Stored items:
PR #2038, opened 2025-08-23
Automatically set packmode in builds

DragonDuck24:
This PR primarily sets the pack mode to NM of builds if it has not previously been set.
Along the way, I have also made several other changes to the build script to make this easier (and just improve the script). The notable changes are as follows:

1. Automatically sets built pack to NM (does not affect base repo) if not set previously.
2. `config/`, `config-overrides/`, `defaultconfigs/`, and `kubejs/` have been moved to the root of the **server** build, instead of in `overrides/`. The readme section for the dedicated server installation has been modified to account for this change.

*YOUR INSTRUCTIONS*: Using the entries above, quote each line verbatim from the first through the line that contains "This PR primarily".

*TASK RESPONSE*:
PR #2038, opened 2025-08-23
Automatically set packmode in builds

DragonDuck24:
This PR primarily sets the pack mode to NM of builds if it has not previously been set.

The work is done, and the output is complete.